● **To do**
Tally every line in the data that has the word "PokemonType" and report only the total.

● **The data**
PR #5950, opened 2025-06-07
refactor: fix various interactions with Smack Down/Telekinesis/Gravity

Bertie690:
A whole host of undocumented issues will now be fixed:

- Smack Down/Thousand Arrows hitting a grounded, semi-invulnerable Pokemon (via No Guard or similar effects) will no longer knock the target down
- Thousand Arrows deals 2x damage against flying-types in Inverse Battles (instead of dealing 1x like prior; confirmed on showdown & bulbapedia)
- Mega Gengar receiving Telekinesis via Baton Pass will no longer retain telekinesis' ungrounding effect. (We previously only removed the accuracy boost and left the pokemon still "technically" airborne)
- (Requested by Balteam) Telekinesis' custom behavior for Mega Gengar is now also shared by G-Max Gengar, being un-passable and acively removed if gained by either.
- Gravity now correctly makes all Pokemon be considered as "grounded" while active. (We previously checked it _exclusively_ for Flying-type immunities and Levitate, leading to inconsistencies with hazards and similar effects)
- ~~Telekinesis now shows a message on removal~~ Moved to #7045 
- Telekinesis can coexist with Magnet Rise
- Inverse battles will no longer cause grounded Flying-types to take 1x damage from ground moves
- Ingrain no longer [prematurely removes Magnet Rise](https://replay.pokemonshowdown.com/gen9nationaldex-2502821440) - it simply nullifies the latter's effect until the user switches out.

Now, my initial goal for this was to make Gravity actively ground affected Pokemon (instead of being checked inside the type matchup code and effectively nowhere else).

However, the further I dug, the more botched the spaghetti became:
1. Ingrain (which should coexist with the battler tags whose effects it overrides) was forcibly and noisily removing said effects on move use.
2. Many moves had unnecessarily duplicated conditions (like Telekinesis explicitly checking for Ingrain's "healing" tag of all things)
3. The code in `Pokemon#getAttackTypeEffectiveness` resulted in grounded Flying-types taking 1x dmg from Ground-type moves inside Inverse Battles (instead of 2x).
4. Telekinesis shared the exact same `FloatingTag` as Magnet Rise, preventing them from coexisting and causing the aforementioned bugs with Mega Gengar + Baton Pass. 
  1. Moreover, the ability of `HitsTagAttr` to bypass `TypeImmuneTag`'s effects was _solely_ used to make Thousand Arrows bypass these tags' immunities, in a fairly hackjob manner to boot.
5. Levitate's move immunity attribute needed to explicitly checks for _every single effect_ that could forcibly ground the user.
6. THEY ADDED ANOTHER LEVITATE ABILITY IN LEGENDS Z-A MY LORD
The list goes on...

In light of this tangled mess (and the potential for Iron Ball to be added after the Modifier Rework), I decided to consolidate these checks to make them easier to modify later on and fix all these problems.

1. Moved the various additional attributes on Smack Down and Thousand Arrows (namely the `AddBattlerTagAttr` and `RemoveBattlerTagAttr` parts) into the effect of `SmackDownAttr`. Said attribute now ensures that its target is currently airborne (barring any potential semi-invulnerability) before forcibly grounding them and removing the aforementioned tags, as occurs in the mainline series. (You can't smack down a diving golduck.)
2. Added a Gravity check to `Pokemon#isGrounded` alongside a new parameter (`ignoreSemiInvulnerable`) to skip the semi-invuln check, alongside a small helper function (`Pokemon.isForciblyGrounded`) that checks for forced-grounding or forced-airborne effects.
3. Reworked the existing code inside `Pokemon#getAttackTypeEffectiveness` to rely on `Pokemon.isForciblyGrounded`; it now returns `0` for Ground moves if a Pokemon has an effect forcibly lifting it into the air (and the current move isn't Thousand Arrows). This consolidates the various checks for the aforementioned grounded checks into a single place, while making the addition of future effects (ex: Iron Ball) as simple as modifying a single function.
5. Moved Telekinesis to its own tag separate from `FloatingTag` to make it stack with Magnet Rise.
7. Reworked Levitate into a simple boolean holder setting ability.
8. Converted `BattlerTag#isBatonPassable` into a public function that takes the recipient Pokemon as a parameter, replacing the hardcoded (and broken) check for Mega Gengar + Telekinesis inside `Pokemon#transferSummon`.

Miscellaneous and varied docs updates to related code and tests
## Screenshots/Videos

https://github.com/user-attachments/assets/1501de7d-69f9-4087-8834-80961ca94d00

https://github.com/user-attachments/assets/4e8350c8-195f-434b-8cbc-fc4ad35e50ea

## How to test the changes?
`pnpm test:silent magnet-rise.test.ts telekinesis.test.ts fly-bounce.test.ts smack-down-thousand-arrows.test.ts ingrain.test.ts`

## Checklist
  - Many of these changes rely on each other or need special attention when taken all together, hence why I decided to tackle them all at once.
  - The only exception is #7045, which should be merged before this one if possible.
  - [x] Have I created new automated tests (`pnpm create-test`) or updated existing tests related to the PR's changes?


src/field/pokemon.ts
```diff
@@ -2263,13 +2263,28 @@ export default abstract class Pokemon extends Phaser.GameObjects.Container {
...
+   * @returns Whether this pokemon is currently grounded, as described above.
+   */
+  public isGrounded(ignoreSemiInvulnerable = false): boolean {
     return (
       !!this.getTag(GroundedTag) ||
       (!this.isOfType(PokemonType.FLYING, true, true) &&
         !this.hasAbility(AbilityId.LEVITATE) &&
         !this.getTag(BattlerTagType.FLOATING) &&
-        !this.getTag(SemiInvulnerableTag))
+        ignoreSemiInvulnerable || !this.getTag(SemiInvulnerableTag)
```
TijmenvanderKemp: `&&` [binds stronger](https://developer.mozilla.org/en-US/docs/Web/JavaScript/Reference/Operators/Operator_precedence) than `||` so is this code correct? Shouldn't there be parentheses around your `||` operation?

Bertie690: yes oops

SirzBenjie:
Going to mark this as a draft until the tests pass.

Bertie690:
I still need to condense the groundedness tests into 1 large file

src/data/battler-tags.ts
```diff
@@ -2254,33 +2274,21 @@ export class SemiInvulnerableTag extends SerializableBattlerTag {
...
-    this.#immuneType = immuneType;
-  }
-}
-
 /**
- * Battler Tag that lifts the affected Pokemon into the air and provides immunity to Ground type moves.
- * @see {@link https://bulbapedia.bulbagarden.net/wiki/Magnet_Rise_(move) | MoveId.MAGNET_RISE}
- * @see {@link https://bulbapedia.bulbagarden.net/wiki/Telekinesis_(move) | MoveId.TELEKINESIS}
+ * Battler Tag that lifts the affected Pokemon into the air, providing immunity to Ground-type moves.
+ * Used by Magnet Rise.
```
DayKev: Why did you remove the `@see ...` sections?

SirzBenjie (dismissed):
This is an extremely high quality PR.

Madmadness65 (dismissed):

SirzBenjie (dismissed):

src/data/moves/move.ts
```diff
@@ -6361,7 +6359,9 @@ export class NeutralDamageAgainstFlyingTypeAttr extends MoveTypeChartOverrideAtt
     args: [multiplier: NumberHolder, types: readonly PokemonType[], moveType: PokemonType],
   ): boolean {
     const [multiplier, types] = args;
-    if (target.isGrounded() || !types.includes(PokemonType.FLYING)) {
+    // Thousand Arrows deals super-effective damage to flying types in Inverse Battles
+    // https://replay.pokemonshowdown.com/gen9nationaldex-2536869784-17h3xwyxhlb6uaj6n30acyyligy93s6pw
```
emdeann, line 6379: It's fine for quick checks but I'm not sure I want showdown links used as cites like this. It's not any more official than we are

src/data/arena-tag.ts
```diff
@@ -1226,25 +1226,30 @@ export class GravityTag extends SerializableArenaTag {
...
-              pokemonNameWithAffix: getPokemonNameWithAffix(pokemon),
-            }),
-          );
-        }
+      pokemon.removeTag(BattlerTagType.FLOATING);
+      pokemon.removeTag(BattlerTagType.TELEKINESIS);
+      if (pokemon.getTag(BattlerTagType.FLYING)) {
+        pokemon.removeTag(BattlerTagType.FLYING);
+        pokemon.addTag(BattlerTagType.INTERRUPTED);
+      }
```
emdeann, line 1248: I would make this into a helper if you're doing it more than once. Particularly because of the interaction with `FLYING`

emdeann (dismissed):
Same thing as the Dancer one, I think we should do 1.12.1 for this

src/data/moves/move.ts
Bertie690: Technically Thousand Arrows wasn't even legitimately obtainable in gen 6 (the only generation that even HAS inverse battles), so it's the best we got unless someone wants to hack/mod a 3DS

emdeann: I mean, if it's in the game it can be trivially tested on emulator regardless. But even if it's not, there's no reason to point to showdown as the golden source. At that point it would just be our own decision

src/data/arena-tag.ts
Bertie690: This would probably make most sense after the tag methods are made to take arrays instead of constructors

src/data/moves/move.ts
Bertie690: Fair enough.

Madmadness65 (dismissed):

src/field/pokemon.ts
```diff
@@ -2566,7 +2615,7 @@ export abstract class Pokemon extends Phaser.GameObjects.Container {
         : 1,
     );
 
-    if (this.getTypes({ returnOriginalTypesIfStellar: true }).find(t => move.isTypeImmune(source, this, t))) {
+    if (this.getTypes({ returnOriginalTypesIfStellar: true }).some(t => move.isTypeImmune(source, this, t))) {
```
DayKev: This should probably be `if (move.isTypeImmune(source, this)) {` and then the iterating over the target's types should happen in that function.

src/field/pokemon.ts
```diff
@@ -2441,17 +2447,59 @@ export abstract class Pokemon extends Phaser.GameObjects.Container {
...
+   * - `true`: This Pokemon is forcibly grounded by an effect like Smack Down, Ingrain or Gravity.
+   * - `false`: This Pokemon is forcibly lifted off the ground by an effect like Magnet Rise or an active Levitate/Eelevate ability.
+   * - `undefined`: Neither of the above effects applies.
+   *
+   * @see {@linkcode isGrounded} - Main function that uses this
+   * @privateRemarks
+   * This method does not account for typing or semi-invulnerability as it is used to determine
+   * whether Ground-type moves should be nullified against airborne defenders (both of which are ignored by the latter).
+   */
+  private isForciblyGrounded(): boolean | undefined {
```
DayKev: I don't like the name of this method. An `isX` function should only ever return `true` or `false`, answering the question of whether "X" is true or not.
It should probably be split into `isForciblyGrounded` and `isForciblyUngrounded` (or whatever naming is best).

DayKev (dismissed):

Wlowscha:
As far as I can see, `isGrounded()` is never called in the code with `useIllusion` set to `true`. Is it really necessary to keep it as an argument?

DayKev:
> As far as I can see, `isGrounded()` is never called in the code with `useIllusion` set to `true`. Is it really necessary to keep it as an argument?

That parameter was added in this PR and he didn't go through the callsites to update them yet (hence the "TODO" comment). I don't know if there's anywhere it would be relevant, I didn't check.

src/field/pokemon.ts
```diff
@@ -2703,19 +2750,27 @@ export abstract class Pokemon extends Phaser.GameObjects.Container {
...
    * @param defenderType - The {@linkcode PokemonType} of the defender
+   * @param forciblyGrounded - Whether the user is forcibly grounded
    * @returns Whether the type immunity was bypassed
    */
   private checkIgnoreTypeImmunity({
     source,
     simulated,
     moveType,
     defenderType,
+    forciblyGrounded,
```
Wlowscha: Is this necessary to pass this as a parameter here, when we could just call `this.isForciblyGrounded()` inside the function?

src/data/abilities/ab-attrs.ts
```diff
@@ -206,6 +206,13 @@ abstract class CancelInteractionAbAttr extends AbAttr {
   }
 }
 
+/** @sealed */
+export class UngroundedAbAttr extends CancelInteractionAbAttr {
```
Wlowscha: I find this implementation to be fairly unintiuitive, since in order for the Pokémon to be ungrounded, we require that `cancelled` is equal to `true`. What are we cancelling? I would prefer a more explicit implementation as in #7564 .

src/field/pokemon.ts
DayKev: Good point, after the change I made there's no need to do this anymore. Updated it.

src/data/abilities/ab-attrs.ts
DayKev: I kinda prefer reuse when possible but it's not a big deal here so I made the change.

DayKev (approved):

Wlowscha (approved):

● **Solved exercise**
4